-- Task material follows --

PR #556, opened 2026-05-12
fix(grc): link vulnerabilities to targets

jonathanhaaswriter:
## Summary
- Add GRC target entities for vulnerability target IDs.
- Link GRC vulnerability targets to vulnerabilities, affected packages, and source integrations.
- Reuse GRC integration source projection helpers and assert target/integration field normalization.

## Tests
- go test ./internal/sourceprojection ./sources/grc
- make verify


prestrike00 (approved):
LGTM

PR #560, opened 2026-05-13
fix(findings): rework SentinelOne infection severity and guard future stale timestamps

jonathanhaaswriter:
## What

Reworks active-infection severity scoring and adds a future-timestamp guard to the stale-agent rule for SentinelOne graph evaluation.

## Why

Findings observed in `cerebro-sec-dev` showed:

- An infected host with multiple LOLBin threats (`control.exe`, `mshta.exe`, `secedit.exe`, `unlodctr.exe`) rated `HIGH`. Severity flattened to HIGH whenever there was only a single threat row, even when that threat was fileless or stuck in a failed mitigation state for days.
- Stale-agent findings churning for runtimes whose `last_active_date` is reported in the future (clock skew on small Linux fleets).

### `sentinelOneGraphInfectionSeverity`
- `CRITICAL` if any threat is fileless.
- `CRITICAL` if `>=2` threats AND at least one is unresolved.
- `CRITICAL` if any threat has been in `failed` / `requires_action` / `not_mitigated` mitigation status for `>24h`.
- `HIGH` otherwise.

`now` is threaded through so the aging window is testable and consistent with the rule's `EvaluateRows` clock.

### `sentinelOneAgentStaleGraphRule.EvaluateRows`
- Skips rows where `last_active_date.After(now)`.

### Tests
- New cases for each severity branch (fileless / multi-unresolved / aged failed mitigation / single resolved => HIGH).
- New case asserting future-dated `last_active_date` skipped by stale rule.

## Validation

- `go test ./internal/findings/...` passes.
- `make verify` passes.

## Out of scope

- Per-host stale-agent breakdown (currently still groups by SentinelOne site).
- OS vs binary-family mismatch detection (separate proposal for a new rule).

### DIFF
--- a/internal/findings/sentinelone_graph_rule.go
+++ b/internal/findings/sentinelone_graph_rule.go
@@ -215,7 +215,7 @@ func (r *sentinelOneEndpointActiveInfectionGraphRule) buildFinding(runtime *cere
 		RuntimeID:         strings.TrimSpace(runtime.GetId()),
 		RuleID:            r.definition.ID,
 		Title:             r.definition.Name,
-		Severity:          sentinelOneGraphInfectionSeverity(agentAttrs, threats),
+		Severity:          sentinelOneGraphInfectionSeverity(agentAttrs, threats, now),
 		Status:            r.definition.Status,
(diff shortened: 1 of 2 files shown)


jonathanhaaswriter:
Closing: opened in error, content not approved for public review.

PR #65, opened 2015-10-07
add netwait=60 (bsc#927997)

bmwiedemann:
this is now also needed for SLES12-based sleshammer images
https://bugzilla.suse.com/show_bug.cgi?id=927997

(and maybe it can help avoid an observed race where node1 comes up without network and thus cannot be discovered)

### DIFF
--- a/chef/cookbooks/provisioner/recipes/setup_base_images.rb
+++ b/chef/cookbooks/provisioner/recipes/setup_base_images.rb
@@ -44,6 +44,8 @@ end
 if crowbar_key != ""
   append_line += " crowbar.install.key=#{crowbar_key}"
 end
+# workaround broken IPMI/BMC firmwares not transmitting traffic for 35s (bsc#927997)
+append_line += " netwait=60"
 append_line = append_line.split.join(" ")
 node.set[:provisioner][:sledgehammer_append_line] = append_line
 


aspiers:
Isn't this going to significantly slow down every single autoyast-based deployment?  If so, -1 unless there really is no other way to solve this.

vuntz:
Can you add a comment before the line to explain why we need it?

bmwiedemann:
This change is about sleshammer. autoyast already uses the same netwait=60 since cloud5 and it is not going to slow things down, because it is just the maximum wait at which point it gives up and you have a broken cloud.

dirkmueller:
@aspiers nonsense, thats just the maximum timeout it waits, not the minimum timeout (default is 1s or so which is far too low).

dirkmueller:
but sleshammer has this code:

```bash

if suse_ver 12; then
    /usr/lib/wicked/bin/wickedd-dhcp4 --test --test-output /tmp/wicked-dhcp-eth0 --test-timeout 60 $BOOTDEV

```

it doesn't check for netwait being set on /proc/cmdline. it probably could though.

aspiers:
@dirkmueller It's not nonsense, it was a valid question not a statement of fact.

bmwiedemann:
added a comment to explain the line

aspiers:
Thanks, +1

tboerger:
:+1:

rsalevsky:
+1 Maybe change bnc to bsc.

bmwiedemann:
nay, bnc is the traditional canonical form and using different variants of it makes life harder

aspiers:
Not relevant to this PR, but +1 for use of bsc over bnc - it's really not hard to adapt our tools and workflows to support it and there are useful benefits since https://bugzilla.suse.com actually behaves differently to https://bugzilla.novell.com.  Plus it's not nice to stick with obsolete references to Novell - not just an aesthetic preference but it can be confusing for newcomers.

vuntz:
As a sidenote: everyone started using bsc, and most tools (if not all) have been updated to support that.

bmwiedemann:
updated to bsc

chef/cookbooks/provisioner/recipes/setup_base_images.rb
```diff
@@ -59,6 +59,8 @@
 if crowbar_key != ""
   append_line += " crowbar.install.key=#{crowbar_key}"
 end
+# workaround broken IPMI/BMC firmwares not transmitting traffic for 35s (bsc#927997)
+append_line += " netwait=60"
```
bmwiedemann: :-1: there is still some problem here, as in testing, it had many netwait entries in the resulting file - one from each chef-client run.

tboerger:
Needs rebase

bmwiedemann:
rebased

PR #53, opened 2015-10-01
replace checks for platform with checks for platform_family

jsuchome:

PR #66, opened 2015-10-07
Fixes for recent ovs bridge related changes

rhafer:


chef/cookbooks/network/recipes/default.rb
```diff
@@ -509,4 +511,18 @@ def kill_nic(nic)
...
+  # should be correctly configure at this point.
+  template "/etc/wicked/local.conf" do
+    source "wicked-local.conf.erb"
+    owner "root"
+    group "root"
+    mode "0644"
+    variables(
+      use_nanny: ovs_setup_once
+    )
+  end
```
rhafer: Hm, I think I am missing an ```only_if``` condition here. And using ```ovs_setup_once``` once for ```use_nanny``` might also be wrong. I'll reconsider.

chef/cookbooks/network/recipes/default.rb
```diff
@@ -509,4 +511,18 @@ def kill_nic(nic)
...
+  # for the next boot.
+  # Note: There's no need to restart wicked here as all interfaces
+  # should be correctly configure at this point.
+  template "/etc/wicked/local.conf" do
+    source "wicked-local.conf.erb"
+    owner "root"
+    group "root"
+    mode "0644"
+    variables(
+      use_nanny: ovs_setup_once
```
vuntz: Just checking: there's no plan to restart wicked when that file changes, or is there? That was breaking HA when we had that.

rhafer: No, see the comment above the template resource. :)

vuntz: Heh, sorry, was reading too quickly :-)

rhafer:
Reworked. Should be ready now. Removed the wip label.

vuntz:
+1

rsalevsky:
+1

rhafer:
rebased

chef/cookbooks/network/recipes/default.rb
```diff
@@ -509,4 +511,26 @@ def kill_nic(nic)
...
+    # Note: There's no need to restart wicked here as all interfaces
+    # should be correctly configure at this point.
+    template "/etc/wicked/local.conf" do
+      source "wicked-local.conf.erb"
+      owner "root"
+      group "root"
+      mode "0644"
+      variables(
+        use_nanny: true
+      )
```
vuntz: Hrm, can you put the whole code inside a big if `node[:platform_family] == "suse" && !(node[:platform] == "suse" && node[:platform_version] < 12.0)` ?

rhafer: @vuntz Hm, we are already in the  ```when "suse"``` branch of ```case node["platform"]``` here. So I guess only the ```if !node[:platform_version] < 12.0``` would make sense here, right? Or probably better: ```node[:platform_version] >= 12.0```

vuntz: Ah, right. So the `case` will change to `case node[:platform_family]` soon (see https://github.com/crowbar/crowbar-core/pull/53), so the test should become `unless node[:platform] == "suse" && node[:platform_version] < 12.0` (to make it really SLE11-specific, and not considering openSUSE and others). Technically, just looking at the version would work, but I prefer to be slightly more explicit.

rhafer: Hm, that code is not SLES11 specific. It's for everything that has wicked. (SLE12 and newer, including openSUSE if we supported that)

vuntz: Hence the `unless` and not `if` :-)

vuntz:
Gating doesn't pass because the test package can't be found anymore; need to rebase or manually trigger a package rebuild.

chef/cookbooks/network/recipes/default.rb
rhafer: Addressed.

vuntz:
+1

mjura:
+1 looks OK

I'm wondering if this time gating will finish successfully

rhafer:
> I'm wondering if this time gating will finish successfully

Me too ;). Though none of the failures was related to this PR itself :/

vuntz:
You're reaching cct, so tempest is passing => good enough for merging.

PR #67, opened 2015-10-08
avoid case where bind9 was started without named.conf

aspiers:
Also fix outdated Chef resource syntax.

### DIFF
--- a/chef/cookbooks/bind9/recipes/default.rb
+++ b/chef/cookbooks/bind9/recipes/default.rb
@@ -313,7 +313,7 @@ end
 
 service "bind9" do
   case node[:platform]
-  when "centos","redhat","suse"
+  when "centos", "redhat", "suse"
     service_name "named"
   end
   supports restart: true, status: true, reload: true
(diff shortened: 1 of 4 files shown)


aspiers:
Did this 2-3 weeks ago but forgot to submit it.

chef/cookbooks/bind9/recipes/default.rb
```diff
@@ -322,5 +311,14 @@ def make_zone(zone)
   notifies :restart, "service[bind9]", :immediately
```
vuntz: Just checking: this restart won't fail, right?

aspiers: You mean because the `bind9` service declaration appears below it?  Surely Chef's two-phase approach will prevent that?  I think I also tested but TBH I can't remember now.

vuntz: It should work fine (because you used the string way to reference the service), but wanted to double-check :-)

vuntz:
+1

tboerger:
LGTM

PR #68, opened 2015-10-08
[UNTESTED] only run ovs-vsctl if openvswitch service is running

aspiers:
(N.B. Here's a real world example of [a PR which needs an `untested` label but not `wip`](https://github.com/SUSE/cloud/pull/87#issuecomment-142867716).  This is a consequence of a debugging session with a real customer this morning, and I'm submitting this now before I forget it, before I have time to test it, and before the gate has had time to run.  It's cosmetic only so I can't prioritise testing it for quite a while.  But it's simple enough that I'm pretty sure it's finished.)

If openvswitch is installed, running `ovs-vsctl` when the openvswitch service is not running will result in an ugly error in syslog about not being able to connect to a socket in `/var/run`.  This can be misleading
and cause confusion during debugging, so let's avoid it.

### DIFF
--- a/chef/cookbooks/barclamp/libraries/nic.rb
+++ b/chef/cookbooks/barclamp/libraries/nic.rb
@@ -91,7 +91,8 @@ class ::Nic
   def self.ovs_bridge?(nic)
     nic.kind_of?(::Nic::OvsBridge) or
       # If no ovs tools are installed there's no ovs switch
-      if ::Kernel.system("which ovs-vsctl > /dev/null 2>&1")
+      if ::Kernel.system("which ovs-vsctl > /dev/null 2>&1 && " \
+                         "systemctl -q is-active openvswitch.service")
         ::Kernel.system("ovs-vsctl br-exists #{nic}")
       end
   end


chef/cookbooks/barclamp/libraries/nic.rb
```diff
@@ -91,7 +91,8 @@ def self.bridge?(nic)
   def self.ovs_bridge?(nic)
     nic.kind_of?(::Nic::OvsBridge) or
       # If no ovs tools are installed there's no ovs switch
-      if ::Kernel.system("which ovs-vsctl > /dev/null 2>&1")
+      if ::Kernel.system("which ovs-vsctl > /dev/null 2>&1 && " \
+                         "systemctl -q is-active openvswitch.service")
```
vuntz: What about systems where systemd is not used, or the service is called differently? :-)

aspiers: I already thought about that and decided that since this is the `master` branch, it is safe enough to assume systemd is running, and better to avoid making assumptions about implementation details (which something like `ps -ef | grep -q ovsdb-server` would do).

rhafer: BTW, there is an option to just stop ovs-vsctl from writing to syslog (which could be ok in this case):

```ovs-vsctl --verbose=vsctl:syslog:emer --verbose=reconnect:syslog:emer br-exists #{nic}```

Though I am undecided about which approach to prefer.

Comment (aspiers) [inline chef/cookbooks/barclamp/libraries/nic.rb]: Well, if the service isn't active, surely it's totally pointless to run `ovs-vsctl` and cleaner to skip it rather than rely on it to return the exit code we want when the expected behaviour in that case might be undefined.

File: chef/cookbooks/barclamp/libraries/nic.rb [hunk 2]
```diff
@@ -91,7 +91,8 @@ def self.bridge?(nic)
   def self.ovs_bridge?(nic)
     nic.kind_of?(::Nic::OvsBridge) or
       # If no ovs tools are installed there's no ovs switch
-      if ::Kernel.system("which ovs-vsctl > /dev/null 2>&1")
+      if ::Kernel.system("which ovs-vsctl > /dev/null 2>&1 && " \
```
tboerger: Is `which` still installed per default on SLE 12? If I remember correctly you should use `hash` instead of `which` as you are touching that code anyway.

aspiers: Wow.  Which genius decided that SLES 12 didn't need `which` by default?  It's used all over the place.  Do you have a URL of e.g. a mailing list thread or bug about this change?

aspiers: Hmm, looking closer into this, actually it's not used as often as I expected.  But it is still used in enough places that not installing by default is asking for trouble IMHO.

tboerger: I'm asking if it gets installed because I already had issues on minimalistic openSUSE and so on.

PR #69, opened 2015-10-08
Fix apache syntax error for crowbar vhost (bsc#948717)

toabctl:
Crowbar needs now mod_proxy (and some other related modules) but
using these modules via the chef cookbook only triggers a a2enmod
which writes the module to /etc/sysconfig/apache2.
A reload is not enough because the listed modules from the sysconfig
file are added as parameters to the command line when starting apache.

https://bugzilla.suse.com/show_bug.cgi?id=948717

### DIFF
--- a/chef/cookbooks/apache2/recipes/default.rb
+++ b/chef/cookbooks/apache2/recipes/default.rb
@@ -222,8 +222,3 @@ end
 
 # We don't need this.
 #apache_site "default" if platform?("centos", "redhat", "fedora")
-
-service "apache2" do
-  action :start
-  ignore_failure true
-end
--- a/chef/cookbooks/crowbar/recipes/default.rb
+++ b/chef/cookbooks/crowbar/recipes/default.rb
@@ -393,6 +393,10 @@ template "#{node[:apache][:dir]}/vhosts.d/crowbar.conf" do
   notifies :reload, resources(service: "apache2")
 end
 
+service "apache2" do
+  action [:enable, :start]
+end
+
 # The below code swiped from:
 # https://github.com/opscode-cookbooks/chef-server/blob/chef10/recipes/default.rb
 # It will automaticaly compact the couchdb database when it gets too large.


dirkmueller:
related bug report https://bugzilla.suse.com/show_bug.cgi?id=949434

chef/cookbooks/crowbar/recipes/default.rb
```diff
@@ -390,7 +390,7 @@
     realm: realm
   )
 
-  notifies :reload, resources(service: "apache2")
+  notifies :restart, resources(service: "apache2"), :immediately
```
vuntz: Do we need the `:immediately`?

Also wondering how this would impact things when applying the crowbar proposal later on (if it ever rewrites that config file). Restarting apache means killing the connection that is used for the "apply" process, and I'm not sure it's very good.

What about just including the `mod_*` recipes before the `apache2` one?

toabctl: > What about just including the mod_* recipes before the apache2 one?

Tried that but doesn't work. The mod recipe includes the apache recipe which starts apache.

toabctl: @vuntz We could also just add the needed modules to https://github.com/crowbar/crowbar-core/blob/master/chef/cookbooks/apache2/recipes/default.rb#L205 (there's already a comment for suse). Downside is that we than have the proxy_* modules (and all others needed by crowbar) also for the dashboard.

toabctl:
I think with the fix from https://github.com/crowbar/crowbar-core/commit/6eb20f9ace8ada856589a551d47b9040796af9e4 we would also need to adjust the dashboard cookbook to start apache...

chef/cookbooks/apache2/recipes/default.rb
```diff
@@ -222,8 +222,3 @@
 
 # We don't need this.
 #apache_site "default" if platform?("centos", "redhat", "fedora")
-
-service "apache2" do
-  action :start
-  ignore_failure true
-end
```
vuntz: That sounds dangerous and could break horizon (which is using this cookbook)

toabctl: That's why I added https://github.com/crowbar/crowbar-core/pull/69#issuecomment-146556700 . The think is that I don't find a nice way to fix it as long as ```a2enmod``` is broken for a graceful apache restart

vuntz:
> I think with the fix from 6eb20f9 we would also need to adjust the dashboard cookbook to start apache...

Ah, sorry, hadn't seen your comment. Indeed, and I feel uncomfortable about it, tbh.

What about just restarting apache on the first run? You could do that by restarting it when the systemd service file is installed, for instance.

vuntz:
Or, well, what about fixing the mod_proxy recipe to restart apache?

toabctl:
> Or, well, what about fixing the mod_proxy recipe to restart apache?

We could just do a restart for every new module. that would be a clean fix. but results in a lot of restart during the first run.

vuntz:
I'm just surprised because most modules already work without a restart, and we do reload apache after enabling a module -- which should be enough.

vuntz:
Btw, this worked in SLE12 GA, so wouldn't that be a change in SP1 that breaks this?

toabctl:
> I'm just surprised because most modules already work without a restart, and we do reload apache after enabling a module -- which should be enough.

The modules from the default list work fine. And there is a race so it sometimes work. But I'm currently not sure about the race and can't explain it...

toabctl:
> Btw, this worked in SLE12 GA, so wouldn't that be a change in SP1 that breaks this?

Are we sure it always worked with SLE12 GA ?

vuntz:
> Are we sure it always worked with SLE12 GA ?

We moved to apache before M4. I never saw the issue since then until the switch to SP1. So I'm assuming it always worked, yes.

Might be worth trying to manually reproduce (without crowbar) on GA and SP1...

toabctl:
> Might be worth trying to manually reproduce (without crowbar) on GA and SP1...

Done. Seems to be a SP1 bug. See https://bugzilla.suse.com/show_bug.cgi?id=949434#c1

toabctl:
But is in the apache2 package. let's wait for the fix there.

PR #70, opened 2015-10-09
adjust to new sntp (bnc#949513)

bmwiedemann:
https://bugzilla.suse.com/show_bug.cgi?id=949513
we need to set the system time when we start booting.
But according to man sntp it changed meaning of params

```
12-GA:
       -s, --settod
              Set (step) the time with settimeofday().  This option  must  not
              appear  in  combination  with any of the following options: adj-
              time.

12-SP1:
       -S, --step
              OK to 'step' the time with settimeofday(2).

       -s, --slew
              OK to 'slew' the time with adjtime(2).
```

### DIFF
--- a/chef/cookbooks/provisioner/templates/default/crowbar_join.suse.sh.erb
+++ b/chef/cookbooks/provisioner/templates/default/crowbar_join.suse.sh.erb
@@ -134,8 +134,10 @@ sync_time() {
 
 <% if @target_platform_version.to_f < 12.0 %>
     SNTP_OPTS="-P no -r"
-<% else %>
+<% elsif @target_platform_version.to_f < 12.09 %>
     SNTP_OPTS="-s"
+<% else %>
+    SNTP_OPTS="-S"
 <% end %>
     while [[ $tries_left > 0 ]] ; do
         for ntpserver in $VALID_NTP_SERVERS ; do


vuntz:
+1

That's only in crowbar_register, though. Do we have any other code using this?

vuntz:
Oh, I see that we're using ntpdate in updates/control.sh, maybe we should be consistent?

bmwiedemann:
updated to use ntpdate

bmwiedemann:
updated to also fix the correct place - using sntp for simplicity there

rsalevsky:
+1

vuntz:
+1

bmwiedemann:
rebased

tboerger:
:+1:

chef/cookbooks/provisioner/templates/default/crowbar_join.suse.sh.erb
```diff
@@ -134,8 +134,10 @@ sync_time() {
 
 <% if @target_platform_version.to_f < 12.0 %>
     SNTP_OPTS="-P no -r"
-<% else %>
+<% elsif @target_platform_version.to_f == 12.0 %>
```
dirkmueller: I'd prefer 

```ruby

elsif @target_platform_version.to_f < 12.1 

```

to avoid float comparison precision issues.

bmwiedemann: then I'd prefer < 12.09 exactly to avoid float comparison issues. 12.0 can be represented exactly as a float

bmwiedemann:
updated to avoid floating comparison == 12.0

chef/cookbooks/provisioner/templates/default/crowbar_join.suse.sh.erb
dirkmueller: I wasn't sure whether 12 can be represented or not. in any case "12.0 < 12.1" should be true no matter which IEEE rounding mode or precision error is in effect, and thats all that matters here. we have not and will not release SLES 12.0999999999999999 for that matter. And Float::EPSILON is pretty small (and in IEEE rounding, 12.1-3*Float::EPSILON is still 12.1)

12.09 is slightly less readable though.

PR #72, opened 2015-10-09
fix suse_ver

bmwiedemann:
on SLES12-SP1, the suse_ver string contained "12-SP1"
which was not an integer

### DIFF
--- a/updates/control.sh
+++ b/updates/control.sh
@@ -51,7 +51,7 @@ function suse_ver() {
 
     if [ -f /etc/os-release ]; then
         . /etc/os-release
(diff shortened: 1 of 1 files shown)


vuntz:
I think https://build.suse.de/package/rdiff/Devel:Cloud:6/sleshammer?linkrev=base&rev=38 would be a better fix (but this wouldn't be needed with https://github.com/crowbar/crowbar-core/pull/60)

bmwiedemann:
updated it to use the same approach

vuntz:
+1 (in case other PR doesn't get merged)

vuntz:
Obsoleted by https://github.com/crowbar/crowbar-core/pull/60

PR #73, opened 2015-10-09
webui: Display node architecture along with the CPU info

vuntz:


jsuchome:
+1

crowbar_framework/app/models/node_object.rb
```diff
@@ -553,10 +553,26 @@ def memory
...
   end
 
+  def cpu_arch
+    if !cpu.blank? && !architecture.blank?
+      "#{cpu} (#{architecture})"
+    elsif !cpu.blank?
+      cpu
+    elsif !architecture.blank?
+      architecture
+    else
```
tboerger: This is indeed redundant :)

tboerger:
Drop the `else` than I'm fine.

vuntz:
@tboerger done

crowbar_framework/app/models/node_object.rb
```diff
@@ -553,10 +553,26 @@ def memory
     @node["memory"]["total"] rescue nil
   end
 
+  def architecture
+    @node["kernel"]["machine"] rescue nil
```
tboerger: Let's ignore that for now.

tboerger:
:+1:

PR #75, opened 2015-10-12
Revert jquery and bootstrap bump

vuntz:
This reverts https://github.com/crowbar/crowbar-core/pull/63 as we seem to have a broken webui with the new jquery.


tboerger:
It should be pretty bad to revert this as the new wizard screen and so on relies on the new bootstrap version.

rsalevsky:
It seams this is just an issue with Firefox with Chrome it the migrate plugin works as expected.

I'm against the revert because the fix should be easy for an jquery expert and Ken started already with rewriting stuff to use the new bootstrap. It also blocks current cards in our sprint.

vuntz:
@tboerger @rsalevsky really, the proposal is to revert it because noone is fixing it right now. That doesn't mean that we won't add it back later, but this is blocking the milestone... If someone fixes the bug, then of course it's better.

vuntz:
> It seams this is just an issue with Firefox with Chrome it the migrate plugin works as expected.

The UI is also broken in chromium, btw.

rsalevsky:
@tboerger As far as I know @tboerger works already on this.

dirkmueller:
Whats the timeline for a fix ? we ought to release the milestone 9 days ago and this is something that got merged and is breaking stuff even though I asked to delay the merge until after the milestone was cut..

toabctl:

-- Task material concluded --

» Work to be completed: The answer must be a verbatim transcription of the entries above, from the first line through the line that contains "Findings observed in", and nothing more.

» Result below:
PR #556, opened 2026-05-12
fix(grc): link vulnerabilities to targets

jonathanhaaswriter:
## Summary
- Add GRC target entities for vulnerability target IDs.
- Link GRC vulnerability targets to vulnerabilities, affected packages, and source integrations.
- Reuse GRC integration source projection helpers and assert target/integration field normalization.

## Tests
- go test ./internal/sourceprojection ./sources/grc
- make verify


prestrike00 (approved):
LGTM

PR #560, opened 2026-05-13
fix(findings): rework SentinelOne infection severity and guard future stale timestamps

jonathanhaaswriter:
## What

Reworks active-infection severity scoring and adds a future-timestamp guard to the stale-agent rule for SentinelOne graph evaluation.

## Why

Findings observed in `cerebro-sec-dev` showed:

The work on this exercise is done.